22. Appendix.01: Migrating from NNTC to tpu-mlir

NNTC is using docker version sophgo/tpuc_dev:v2.1, for MLIR docker version reference and environment initialization please refer to Environment Setup.

In the following, we will use yolov5s as an example to explain the similarities and differences between nntc and mlir in terms of quantization, and for compiling floating-point models, please refer to <TPU-MLIR_Quick_Start> Compile the ONNX model.

First, refer to the section Compile the ONNX model to prepare the yolov5s model.

22.1. ONNX to MLIR

To quantize a model in mlir, first convert the original model to a top-level mlir file, this step can be compared to generating a fp32umodel in step-by-step quantization in nntc.

  1. MLIR’s model conversion command

    $ model_transform.py \
        --model_name yolov5s \
        --model_def ../yolov5s.onnx \
        --input_shapes [[1,3,640,640]] \
        --mean 0.0,0.0,0.0 \
        ---scale 0.0039216,0.0039216,0.0039216 \
        --keep_aspect_ratio \
        --pixel_format rgb \
        --output_names 350,498,646 \
        ---test_input ./image/dog.jpg \
        ---test_result yolov5s_top_outputs.npz \
        --mlir yolov5s.mlir
    

    TPU-MLIR can directly encode image preprocessing into the converted MLIR file.

  2. Model transformation commands for NNTC

    $ python3 -m ufw.tools.on_to_umodel \
        -m ../yolov5s.onnx \
        -s '(1,3,640,640)' \
        -d 'compilation' \
        --cmp
    

    When importing a model with NNTC, you cannot specify the preprocessing method.

22.2. Make a quantization calibration table

If you want to generate a fixed-point model, you need a quantization tool to quantize the model, nntc uses calibration_use_pb for step-by-step quantization, and mlir uses run_calibration.py for step-by-step quantization.

The number of input data is about 100~1000 depending on the situation, using the existing 100 images from COCO2017 as an example, perform calibration.

To use stepwise quantization in nntc, you need to make your own mdb quantization dataset using the image quantization dataset, and modify fp32_protoxt to point the data input to the lmdb file.

Note

For the NNTC quantization dataset, please refer to the “Model Quantization” chapter in the <TPU-NNTC Development Reference Manual>, and note that the lmdb dataset is not compatible with TPU-MLIR. TPU-MLIR can directly use raw images as input for quantization tools.
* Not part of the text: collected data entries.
PR #129, opened 2020-11-23
Add anbox to readme

iiFir3z:
Figured you may wanna add this to the readme so people don't go ahead and make configuration changes if its already an option.


Tk-Glitch:
Indeed. Thank you!

PR #31, opened 2023-10-26
OPRUN-3075: Update to Upstream v0.7.0

dtfranz:


grokspawn:
We have a couple of "UPSTREAM: <drop>" commits in here which only manipulate the downstream-only elements of the repo.  Is it intentional that on next sync we would drop them and generate 2 new ones (manifests + vendors)?

dtfranz:
> We have a couple of "UPSTREAM: \<drop\>" commits in here which only manipulate the downstream-only elements of the repo. Is it intentional that on next sync we would drop them and generate 2 new ones (manifests + vendors)?

Yup! That's exactly what I did with the `<drop>` commits that were in the git history before.

PR #45, opened 2023-11-27
UPSTREAM: <carry>: Add commitchecker config

m1kola:
Making use of https://github.com/openshift/build-machinery-go/pull/82


m1kola:
It looks like we won't need it after https://github.com/openshift/operator-framework-tooling/pull/9

PR #52, opened 2023-12-11
OCPBUGS-22616: [release-4.14] Bump github.com/operator-framework/operator-registry

ankitathomas:


ncdc:
/hold

There are a lot of dependency updates in here. Is it possible to limit to solely operator-registry?

ankitathomas:
After looking through the library affected by the CVE, we aren't affected since we don't use the affected `otelhttp.NewHandler` method. This is an indirect dependency through operator-registry's CRD validation, which operator-controller does not use.

ncdc:
@ankitathomas nice!!!

PR #58, opened 2023-12-18
OCPBUGS-22616: [release-4.14] Bump go.opentelemetry.io dependencies

ankitathomas:


ncdc:
@ankitathomas please update your commit message to start with `UPSTREAM: `. Is there a corresponding PR to operator-framework/operator-controller that makes/made this change? We'd want the prefix to be `UPSTREAM: 1234` with 1234 being replaced with whatever the upstream PR was. If there isn't an upstream PR, we should probably have one?

m1kola (approved):
> Is there a corresponding PR to operator-framework/operator-controller that makes/made this change? We'd want the prefix to be `UPSTREAM: 1234` with 1234 being replaced with whatever the upstream PR was. If there isn't an upstream PR, we should probably have one?

We have https://github.com/operator-framework/operator-controller/pull/557 which bumps `go.opentelemetry.io/contrib/instrumentation/net/http/otelhttp` amongst other things. However it doesn't look like we will be able to cherry-pick the relevant commit into 4.14 downstream branch.

As far as I understand, in this case it should be a `<carry>` (as it is right now). So it looks good to me.

/lgtm

awgreene (approved):
/approve

PR #148, opened 2024-09-23
NO-ISSUE: UPSTREAM: <carry>: Properly copy and call kustomize

tmshort:
This fixes the calling of kustomize similar to https://github.com/openshift/operator-framework-catalogd/pull/63


perdasilva (approved):
/lgtm
/approve

PR #151, opened 2024-09-26
OPRUN-3557: Add test-e2e target for downstream makefile

dtfranz:
Target is set to always pass while we work on getting the tests to pass downstream. Adding this target allows us to make e2e test changes without having to make PRs against the `openshift/release` repo each time.

### DIFF
--- a/openshift/Makefile
+++ b/openshift/Makefile
@@ -14,3 +14,7 @@ manifests: $(KUSTOMIZE) $(YQ)
 .PHONY: verify-manifests
 verify-manifests: manifests
 	git diff --exit-code
+
+.PHONY: test-e2e
+test-e2e: ## Run the e2e tests. TODO: stub until tests are working downstream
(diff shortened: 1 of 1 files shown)


openshift/Makefile
```diff
@@ -14,3 +14,6 @@ manifests: $(KUSTOMIZE) $(YQ)
 .PHONY: verify-manifests
 verify-manifests: manifests
 	git diff --exit-code
+
+.PHONY: test-e2e
+test-e2e: /bin/true ## Run the e2e tests. TODO: stub until tests are working downstream
```
tmshort, line 19: The `/bin/true` shouyld be part of the recipe, indented on a separate line.

tmshort:
Use OPRUN-3557

openshift/Makefile
dtfranz: Woops!

PR #155, opened 2024-09-27
NO-ISSUE: Add downstream verify makefile target

dtfranz:


openshift/Makefile
```diff
@@ -7,6 +7,12 @@ include $(addprefix $(DIR)/vendor/github.com/openshift/build-machinery-go/make/,
 
 include $(DIR)/.bingo/Variables.mk
 
+.PHONY: verify
+verify: ## Run downstream-specific verify
+	$(MAKE) tidy fmt vet generate -C $(DIR)/../
+	$(MAKE) manifests
```
tmshort, line 13: This could just be a dependency for `verify`, so no need for another make line... unless tidy, etc need to be run first.

joelanford: They are run out of the upstream Makefile, so they aren't available here unless we `include` them (and including them might cause more trouble)

tmshort: In this case, it's running the `verify` target in _this_ makefile (no `-C` option or `cd` command)

dtfranz: That's right, it's running the downstream manifests target in this file. We do need to run tidy + fmt + vet + generate first though, so I think it needs to be kept in this order.

PR #191, opened 2024-11-15
OPRUN-3587: Enable downstream e2e

dtfranz:
Removes the fake e2e `/bin/true` stub and enables the upstream e2e. Also adds an additional script to deploy the e2e bundle/catalog registry into the oc ci environment.
~~Requires:
https://github.com/openshift/release/pull/58887
https://github.com/openshift/operator-framework-operator-controller/pull/192
https://github.com/openshift/release/pull/58802~~

### DIFF
--- a/openshift/registry.Dockerfile
+++ b/openshift/registry.Dockerfile
@@ -11,6 +11,7 @@ USER 1001
 COPY --from=builder /build/registry /registry
 COPY --from=builder /build/push /push
 COPY openshift/manifests /openshift/manifests
+COPY testdata/images /images
 
 LABEL io.k8s.display-name="OpenShift Operator Lifecycle Manager Operator Controller E2E Registry" \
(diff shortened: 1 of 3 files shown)


dtfranz:
There was a failure deploying the image registry, I'm looking into it now.
/hold

openshift/registry.Dockerfile
```diff
@@ -11,6 +11,7 @@ USER 1001
 COPY --from=builder /build/registry /registry
 COPY --from=builder /build/push /push
 COPY openshift/manifests /openshift/manifests
+COPY testdata/images /images
```
grokspawn, line 14: I think this file contributes to ose-operator-registry IIRC which serves as the foundation for all current RH catalog images.  
I don't think that we should be introducing test data to all catalog images.

grokspawn:
Similarity in naming made me think for a second that the dockerfile here was the same as used to build ose-operator-registry, but it looks like this is not the case.  

/lgtm
/approve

If it is voice, text or other non-image data, it needs to be converted to npz file.

  1. MLIR Quantization Model

    $ run_calibration.py yolov5s.mlir \
        --dataset ../COCO2017 \
        --input_num 100 \
        -o yolov5s_cali_table
    

    After quantization you will get the quantization table yolov5s_cali_table

  2. NNTC Quantization Model

    $ calibration_use_pb quantize \
         --model=./compilation/yolov5s_bmneto_test_fp32.prototxt \
         --weights=./compilation/yolov5s_bmneto.fp32umodel \
         -save_test_proto=True --bitwidth=TO_INT8
    

    In nntc, after quantization, you get int8umodel and prototxt.
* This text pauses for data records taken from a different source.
PR #197, opened 2024-11-20
OCPBUGS-44813: UPSTREAM: <drop>: catalog cache: retry cache population when cache contains an error

joelanford:
Temporary drop patch for https://github.com/operator-framework/operator-controller/pull/1489

### DIFF
--- a/internal/catalogmetadata/cache/cache.go
+++ b/internal/catalogmetadata/cache/cache.go
@@ -60,19 +60,6 @@ func (fsc *filesystemCache) Put(catalogName, resolvedRef string, source io.Reade
 	fsc.mutex.Lock()
 	defer fsc.mutex.Unlock()
 
-	// make sure we only write if this info hasn't been updated
-	// by another thread. The check here, if multiple threads are
-	// updating this, has no way to tell if the current ref is the
-	// newest possible ref. If another thread has already updated
-	// this to be the same value, skip the write logic and return
-	// the cached contents.
-	if cache, err := fsc.get(catalogName, resolvedRef); err == nil && cache != nil {
-		// We only return here if the was no error during
-		// the previous (likely concurrent) cache population attempt.
-		// If there was an error - we want to try and populate the cache again.
-		return cache, nil
-	}
-
 	var cacheFS fs.FS
 	if errToCache == nil {
 		cacheFS, errToCache = fsc.writeFS(catalogName, source)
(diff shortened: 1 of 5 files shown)


everettraven (approved):
/approve
/lgtm

internal/catalogmetadata/cache/cache.go
```diff
@@ -60,19 +60,6 @@ func (fsc *filesystemCache) Put(catalogName, resolvedRef string, source io.Reade
...
-	// newest possible ref. If another thread has already updated
-	// this to be the same value, skip the write logic and return
-	// the cached contents.
-	if cache, err := fsc.get(catalogName, resolvedRef); err == nil && cache != nil {
-		// We only return here if the was no error during
-		// the previous (likely concurrent) cache population attempt.
-		// If there was an error - we want to try and populate the cache again.
-		return cache, nil
-	}
-
```
joelanford, line 75: Multiple threads can't be simultaneously `Put`-ing because we hold a write lock for the duration of the `Put` call. This is leftover from a time when we performed this read with a read lock and then proceeded to a write lock.

We also want to do the expected thing and always update the cache with the latest `Put`, which ensures eventual consistency when combined with the updates made to the reconciler.

internal/catalogmetadata/cache/cache_test.go
```diff
@@ -96,12 +96,10 @@ func TestFilesystemCachePutAndGet(t *testing.T) {
...
-	actualFSPut, err = c.Put(catalogName, resolvedRef1, nil, errors.New("fake put error"))
-	// Errors do not override previously successfully populated cache
-	require.NoError(t, err)
-	require.NotNil(t, actualFSPut)
-	assert.NoError(t, equalFilesystems(defaultFS(), actualFSPut))
-	assert.NoError(t, equalFilesystems(actualFSPut, actualFSGet))
+	actualFSPut, err = c.Put(catalogName, resolvedRef1, nil, errors.New("fake v1 put error"))
+	// Errors for an existing resolvedRef should override previously successfully populated cache
+	assert.Equal(t, err, errors.New("fake v1 put error"))
+	assert.Nil(t, actualFSPut)
```
joelanford, line 102: With the changes in `internal/catalogmetadata/cache/cache.go`, we now expect `Put` to always update the cache, even for the same resolvedRef.

joelanford:
Strange.. I noticed that the same CI namespace "ci-op-0z4bhb87" was being re-used between test runs, and the original build namespace and build pod stuck around, causing subsequent test runs to somehow rediscover it and then immediately fail because they immediately detected that same pod that had been pending for over an hour.

I went ahead and manually deleted that namespace, so let's see if this latest test attempt succeeds. 🤞

joelanford:
No use. Seems we are affected by https://redhat-internal.slack.com/archives/CBN38N3MW/p1732159306203639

22.3. Generating int8 models

To convert to an INT8 symmetric quantized model, execute the following command.

  1. MLIR:

    $ model_deploy.py \
        ---mlir yolov5s.mlir \
        --quantize INT8 \
        --calibration_table yolov5s_cali_table \
        --processor bm1684 \
        ---test_input yolov5s_in_f32.npz \
        --test_reference yolov5s_top_outputs.npz \
        --tolerance 0.85,0.45 \
        --model yolov5s_1684_int8_sym.bmodel
    

    At the end of the run you get yolov5s_1684_int8_sym.bmodel.

  2. NNTC:

    In nntc, the int8 bmodel is generated using int8umodel and prototxt using the bmnetu tool.

    $ bmnetu --model=./compilation/yolov5s_bmneto_deploy_int8_unique_top.prototxt \
        --weight=./compilation/yolov5s_bmneto.int8umodel
    

    At the end of the run you get compilation.bmodel.